Cardiac MR revealed prolonged native myocardial T1 and myocardial T2 and increased extracellular volume fraction compatible with diffuse myocardial edema. Subtle, fairly diffuse enhancement throughout the myocardium on late gadolinium enhancement images likely represented edema..
Right heart catherization biopsy showed endothelial activation, fibrosis with intracellular lipid droplets, a few CD3+ cells, and many CD68+ cells. There was no evidence of classic lymphocytic myocarditis.
The combination of two discreet episodes of cardiogenic shock following flu-like symptoms with fairly rapid return to normal cardiac function, cardiac MR showing extensive myocardial edema, hemoconcentration and hypoalbuminemia during the acute illness, and monoclonal gammopathy is consistent with systemic capillary leak syndrome.
Learning Points from this Case:
Our patient had the triad of clinical features very distinctive for systemic capillary leak syndrome (SCLS): hypotension, hypoalbuminemia, and hemoconcentration.

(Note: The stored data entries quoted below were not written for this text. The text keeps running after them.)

PR #7296, opened 2019-08-19
Recognize rails/web-console debug calls in Lint/Debugger

gsamokovarov:
Rails' [Web Console](https://github.com/rails/web-console) has been around for a while now and I like debugging my applications with it. I recently shipped a `console` call in production (this is what spawns it). While the `console` call is not a security vulnerability, it results in a `NoMethodError` as Web Console is not available in production, I would have loved to have this caught by a linter. 

Do you think it has a place in `Lint/Debugger`?

### DIFF
--- a/CHANGELOG.md
+++ b/CHANGELOG.md
@@ -4,6 +4,7 @@
 
 ### New features
 
+* [#7296](https://github.com/rubocop-hq/rubocop/issues/7296): Recognize `console` and `binding.console` ([rails/web-console](https://github.com/rails/web-console)) calls in `Lint/Debuggers`. ([@gsamokovarov][])
 * [#7567](https://github.com/rubocop-hq/rubocop/pull/7567): Introduce new `pending` status for new cops. ([@Darhazer][], [@pirj][])
 
 ### Bug fixes
--- a/lib/rubocop/cop/lint/debugger.rb
+++ b/lib/rubocop/cop/lint/debugger.rb
@@ -43,9 +43,9 @@ module RuboCop
         PATTERN
 
         def_node_matcher :debugger_call?, <<~PATTERN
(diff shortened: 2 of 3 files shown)


bbatsov:
My only concern is that the name of the method is a bit generic and might generate false positives in some TTY libraries. :-)

bbatsov:
@gsamokovarov ping :-)

gsamokovarov:
Bozhidar, sorry for the delays. I have recognized both `console` and `binding.console` debugging calls here and tweaked the changelog as the time passed by. 😅

bbatsov:
Thanks!

bquorning:
> My only concern is that the name of the method is a bit generic and might generate false positives in some TTY libraries. :-)

Rails itself has a `#console` method: https://api.rubyonrails.org/classes/Rails/Application.html#method-i-console

serggl:
This change introduce a false-positive in Rails railties which has a [console](https://api.rubyonrails.org/classes/Rails/Railtie.html#method-c-console) hook (executed once `rails c` starts).
So this code is now raises an offence:
```
require 'rails'

class RavenConsole < ::Rails::Railtie
  console do
    if Rails.env.production? || Rails.env.staging?
      Raven.configuration.environments << Rails.env.to_sym
      puts 'Sentry capture was disabled for this console session'
    end
  end
end
```

IMO `console` keyword capture should be removed from this cop

bbatsov:
@gsamokovarov ^^

gsamokovarov:
I'll look into this, I may leave only `binding.console` as a debugging call.

gsamokovarov:
Dropped `console` in https://github.com/rubocop-hq/rubocop/pull/7636.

Monoclonal gammopathy of undetermined significance is present >90% of the time.
SCLS is an uncommon but life-threatening disease characterized by episodic systemic capillary hyperpermeability resulting in leak of protein and fluid from the intravascular space into the interstitium.
Cardiac involvement is extremely common and cardiac MR is important in revealing key findings of diffuse myocardial edema present in SCLS: prolonged native myocardial T1, prolonged myocardial T2, and increased extracellular volume fraction.
Monthly prophylactic treatment with IVIG has been shown to reduce SLCS flares.